Councils classify undesirable plants into two categories. Noxious weeds - which they can force you to remove, and Environmental weeds - which they suggest you should remove. These are weeds, because they are out of place 'anywhere', so yes, you are right, but because they have been targeted as unwanted - not because the plant type is a 'weed'. Hope this makes sense.


----------



## Muscovy_333

mckenry said:


> haha largers, yep, thanks Muscovy.
> 
> Councils classify undesirable plants into two categories. Noxious weeds - which they can force you to remove, and Environmental weeds - which they suggest you should remove.
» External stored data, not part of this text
PR #229, opened 2018-11-14
Excel Snippet Work

AlexJerabek:
- Standardize try/catch pattern
- Automate flow of Test for used ranges
- Explain failure conditions better in Table->Style
- Add rows and columns now adds to existing table rather than resetting it
- Consolidate named item snippets
- Clean up Chart Series sample
- Rework Chart Title Substring into more general Chart Title snippet
- Remove obsolete PivotTable sample
- Remove failure states from custom xml sample
- Merge event snippets


samples/excel/30-events/events-worksheet.yaml
```diff
@@ -0,0 +1,202 @@
+order: 8
+id: excel-events-worksheet
+name: Worksheet events
+description: 'Registers event handlers for selection, data, and calculation changes.'
```
kbrandl: For consistency with other snippet descriptions, change to -> `Registers event handlers that run when data is changed in worksheet, the selected range changes in a worksheet, or the worksheet is recalculated.`

samples/excel/30-events/events-workbook-and-worksheet-collection.yaml
```diff
@@ -0,0 +1,257 @@
+order: 7
+id: excel-events-workbook-and-worksheet-collection
+name: Workbook and WorksheetCollection events
+description: 'Registers event handlers for worksheet addition, activation, deactivation, and settings changes.'
```
kbrandl: For consistency with other snippet descriptions, change to -> `Registers event handlers that run when a worksheet is added, activated, or deactivated, or worksheet settings are changed.`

These are weeds, because they are out of place 'anywhere', so yes, you are right, but because they have been targeted as unwanted - not because the plant type is a 'weed'. Hope this makes sense.



I concur.


----------



## Northside Novice

has anyone thought to use or used co2 to enhance the growth potential of their young bines ?


----------



## FuzzyDropbear

mckenry said:


> Good article.
> 
> My only (pedantic) problem with it, is that it starts off stating in the Utter Basics - "hops are *basically* a weed"
> 
> Ask yourself - what is a weed? A weed is a plant out of place - or a wild plant competing with what you want to grow.
> 
> A weed is a concept really - not a 'type of plant'
> If...



OOO, an internetz argument. :lol: 

See the word I highlighted. Basically a weed, ie. In our situation the plant doesn't tick all the boxes of a typical 'weed species', ie, we want this plant to grow (my missus and my mum have a different view on hops, they consider them to be a weed, why do you want to grow that? :lol: ) .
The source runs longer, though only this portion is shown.